## ACTIVITY
Below is a block of records. Copy every line in it that contains the word "toBeInTheDocument".

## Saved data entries
****************

PR #71778, opened 2024-05-30
add queue monitoring option

ykamo001:
We want to monitor the time a task stays on a queue, waiting to get executed. This helps us debug tasks that are more time-sensitive. An option is added to control the default behavior.

### DIFF
--- a/src/sentry/tasks/base.py
+++ b/src/sentry/tasks/base.py
@@ -10,7 +10,6 @@ from typing import Any, TypeVar
 from celery import current_task
 from django.db.models import Model
 
-from sentry import options
 from sentry.celery import app
 from sentry.silo.base import SiloLimit, SiloMode
 from sentry.utils import metrics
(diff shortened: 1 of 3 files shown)


src/sentry/tasks/base.py
```diff
@@ -91,6 +92,10 @@ def instrumented_task(name, stat_suffix=None, silo_mode=None, record_timing=Fals
     - disabling of result collection.
     """
 
+    # Use option to control default behavior of queue time monitoring
+    # Value can be dynamically updated, which is why the evaluation happens during function run-time
+    record_timing = record_timing or options.get("sentry-metrics.monitor-queue-time")
```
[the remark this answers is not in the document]
wedamija: I think this actually needs to be inside of `_wrapped` to work correctly. Otherwise, this will be assessed just when the `instrumented_task` decorator is first called, which is on module load.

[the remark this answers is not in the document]
ykamo001: good catch

wedamija (approved):

src/sentry/tasks/base.py
```diff
@@ -94,6 +94,14 @@ def instrumented_task(name, stat_suffix=None, silo_mode=None, record_timing=Fals
     def wrapped(func):
         @wraps(func)
         def _wrapped(*args, **kwargs):
+            from sentry import options
+
+            # Use option to control default behavior of queue time monitoring
+            # Value can be dynamically updated, which is why the evaluation happens during function run-time
+            record_queue_wait_time = record_timing or options.get(
+                "sentry-metrics.monitor-queue-time"
+            )
```
ykamo001, line 103: Hmm, should I wrap this around a try/catch to contain the blast radius? If any exception doesn't get caught when thrown from the stack all the celery tasks could get effected

wedamija: Yeah might be worth doing so just to be extra cautious

ykamo001: done

ykamo001:
> ## Suspect Issues
> 
> * ‼️ **InvalidSearchQuery: Invalid value '['FRONTEND-Q7N']' for 'issue:' filter** `sentry.snuba.tasks.create_subscription_in_snuba` [View Issue](https://sentry.sentry.io/issues/5430434567/?referrer=github-pr-bot)
> 

This is not related to this PR

PR #71780, opened 2024-05-30
feat(related_issues): Add analytics

armenzg:
We want to know if a related issue was clicked after rendering it.


static/app/views/issueDetails/traceTimeline/traceTimeline.spec.tsx
```diff
@@ -187,9 +189,29 @@ describe('TraceTimeline', () => {
       await screen.findByText('SELECT "sentry_monitorcheckin"."monitor_id"')
     ).toBeInTheDocument();
     expect(screen.queryByLabelText('Current Event')).not.toBeInTheDocument();
+
+    // Test analytics
     expect(useRouteAnalyticsParams).toHaveBeenCalledWith({
       trace_timeline_status: 'empty',
     });
+    // XXX: The component is being rendered twice, thus, two calls to trackAnalytics
+    expect(trackAnalytics).toHaveBeenCalledTimes(2);
```
armenzg, line 198: The parent component is not rendering twice - only the TraceIssueEvent one. I'm still investigating.

static/app/views/issueDetails/traceTimeline/traceIssue.tsx
```diff
@@ -21,18 +22,27 @@ export function TraceIssueEvent({event}: TraceIssueEventProps) {
   const {title, subtitle} = getTitleSubtitle(event);
   const avatarSize = parseInt(space(4), 10);
 
-  // If any of data fails to load, we don't want to render the component
-  // Only "One other issue appears in the same trace. View Full Trace (X issues)" would show up
+  const referrer = 'issue_details.related_trace_issue';
+
+  trackAnalytics(`${referrer}.viewed`, {
```
malwilley, line 27: This is a side effect, so it should be inside a `useEffect` callback. But it could be better to add this to the `issue_details.viewed` event anyway

static/app/views/issueDetails/traceTimeline/traceIssue.tsx
```diff
@@ -21,18 +23,24 @@ export function TraceIssueEvent({event}: TraceIssueEventProps) {
   const {title, subtitle} = getTitleSubtitle(event);
   const avatarSize = parseInt(space(4), 10);
 
-  // If any of data fails to load, we don't want to render the component
-  // Only "One other issue appears in the same trace. View Full Trace (X issues)" would show up
+  const referrer = 'issue_details.related_trace_issue';
+
+  useRouteAnalyticsParams({has_related_trace_issue: true});
```
malwilley, line 28: Could you add `has_related_trace_issue: false` to the top-level call? That will ensure that amplitude records `false` instead of `(none)` when this component isn't rendered 

https://github.com/getsentry/sentry/blob/fb10e1f4cfabf57725ab1ae97ebf3d0a03034064/static/app/views/issueDetails/groupDetails.tsx#L589

malwilley (approved):

PR #71783, opened 2024-05-30
feat(hybridcloud) Add method to fetch sentryapp installs with caching

markstory:
We frequently see spikes of traffic going to this RPC call. These should benefit from caching as orgs occasionally run hot with errors and caching would help reduce the call volume.

I've included cache expiration for when a sentryapp changes, and when an install changes as waiting 1 hour for updates is too long. Once this lands, I'll start using the new cached method behind an option to gradually warm the cache and observe changes in throughput.


src/sentry/receivers/outbox/control.py
```diff
@@ -37,13 +41,33 @@ def process_integration_updates(object_identifier: int, region_name: str, **kwds
...
+
+    # When a sentry app's definition changes purge cache for all the installations.
+    # This could get slow for large applications, but generally big applications don't change often.
+    install_query = SentryAppInstallation.objects.filter(sentry_app=sentry_app).values(
+        "id", "organization_id"
+    )
+    install_map: dict[int, int] = {}
+    for row in install_query:
+        install_map[row["organization_id"]] = row["id"]
+
```
GabeVillalobos, line 60: I don't see an index in the model preventing us from having multiple sentry app installations for a single organization/sentry app pair 😬 Do we need to handle this possible case?

src/sentry/services/hybrid_cloud/app/service.py
```diff
@@ -82,6 +83,14 @@ def get_sentry_app_by_slug(self, *, slug: str) -> RpcSentryApp | None:
     def get_installation_by_id(self, *, id: int) -> RpcSentryAppInstallation | None:
         pass
 
+    def installation_by_id(self, *, id: int) -> RpcSentryAppInstallation | None:
+        """
+        Get a sentryapp install by id
+
+        This method is cached wrapper around get_installation_by_id()
```
GabeVillalobos, line 90:
```suggestion
        This method is a cached wrapper around get_installation_by_id()
```

GabeVillalobos: Would it be worth adding `cached` in the method name to make this behavior bit more obvious?

GabeVillalobos (approved):
Changes look good, just had a couple of questions.

src/sentry/receivers/outbox/control.py
markstory: Good catch, I thought there was a constraint, but there isn't. And even worse, there *are* duplicates in prod.

src/sentry/services/hybrid_cloud/app/service.py
markstory: I'm not sure. We don't have `cached` in the other cached methods.

GabeVillalobos (approved):

PR #71787, opened 2024-05-30
feat(self-hosted): Errors only self-hosted sidebar

hubertdeng123:
Screenshot 2024-05-30 at 12 32 26 PM


azaslavsky:
The front and back end changes should be separate PRs?

hubertdeng123:
@azaslavsky There are only frontend changes in the PR right now

static/app/components/sidebar/index.tsx
```diff
@@ -653,7 +654,7 @@ function Sidebar() {
                   {projects}
                 </SidebarSection>
 
-                {hasNewSidebarHierarchy && (
+                {hasNewSidebarHierarchy && !isSelfHostedErrorsOnly && (
```
azaslavsky, line 657: Can we add a test, at least a jest test but maybe a snapshot too, that this renders the way we want to?

azaslavsky (approved):

static/app/components/sidebar/index.tsx
hubertdeng123: I like the idea of having testing for the sidebar here, but I'm not sure exactly how the new sidebar should look like and how often that is going to change in the upcoming few months so this seems out of scope for the PR. As for snapshot testing, I don't think that is generally used in the frontend of sentry, and it was removed at some point. https://github.com/getsentry/sentry/pull/56037

azaslavsky: > I like the idea of having testing for the sidebar here, but I'm not sure exactly how the new sidebar should look like and how often that is going to change in the upcoming few months so this seems out of scope for the PR.

That's exactly why I think it's important: no one on our team knows everything about sidebar design, and no one on the sidebar-owning team knows everything (or probably, at this stage, anything) about errors only self-hosted. This allows us both to prevent regressions and communicate our intentions clearly.

Otherwise, I think a very possible outcome is that the sidebar folks will change the design in the upcoming few months as you say, end up overlooking the errors only case, and break our next release (which we won't know about either since we don't have a regression test). Whereas if we do have the test, it will break when they redesign the sidebar, in which case they'll either: a. replace it with something that still reasonably handles the errors only case, or b. ask us how to proceed to accomplish that. Either one of those is a much better outcome.

Imo, we should just codify exactly how it looks now in the jest test. Future editors who now more about the sidebar will break the test, then update it as necessary. I imagine there is already such a test for the existing sidebar, so we can just add an "errors only" variant?

hubertdeng123: > Imo, we should just codify exactly how it looks now in the jest test. Future editors who now more about the sidebar will break the test, then update it as necessary. I imagine there is already such a test for the existing sidebar, so we can just add an "errors only" variant?

There actually isn't. For something that is so important in our UI, it appears to be woefully undertested. I've added a test that will break if self-hosted Sentry renders with a sidebar with different items. It asserts on the id of each sidebar item.

hubertdeng123: @azaslavsky  Added some basic tests for how the sidebar should look with some basic feature flags for both the old hierarchy and new hierarchy. Ideally, there should be more thorough testing of feature flags for the sidebar, but that seems out of scope for now.

azaslavsky: Thanks for adding these!

azaslavsky (approved):

hubertdeng123:
wow I think someone merged in a change for the sidebar right as a updated this branch to master, breaking tests

https://github.com/getsentry/sentry/pull/71821/files#diff-bc2278bb86eb9f14ffeeefeb2727758abf56c7086e66fde575be0bf0cb2ea6b1

PR #71794, opened 2024-05-30
test(ui): Use built in router context in trace component tests

scttcper:
Use the built in router context in the render wrapper instead of a custom setup


static/app/views/performance/newTraceDetails/trace.spec.tsx
```diff
@@ -299,7 +285,7 @@ async function pageloadTestSetup() {
   mockTraceEventDetails();
   mockMetricsResponse();
 
-  const value = render(<TraceViewWithProviders traceSlug="trace-id" />);
+  const value = render(<TraceView />);
```
scttcper, line 288: whoops

michellewzhang (approved):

****************

## YOUR RESPONSE
     ).toBeInTheDocument();
     expect(screen.queryByLabelText('Current Event')).not.toBeInTheDocument();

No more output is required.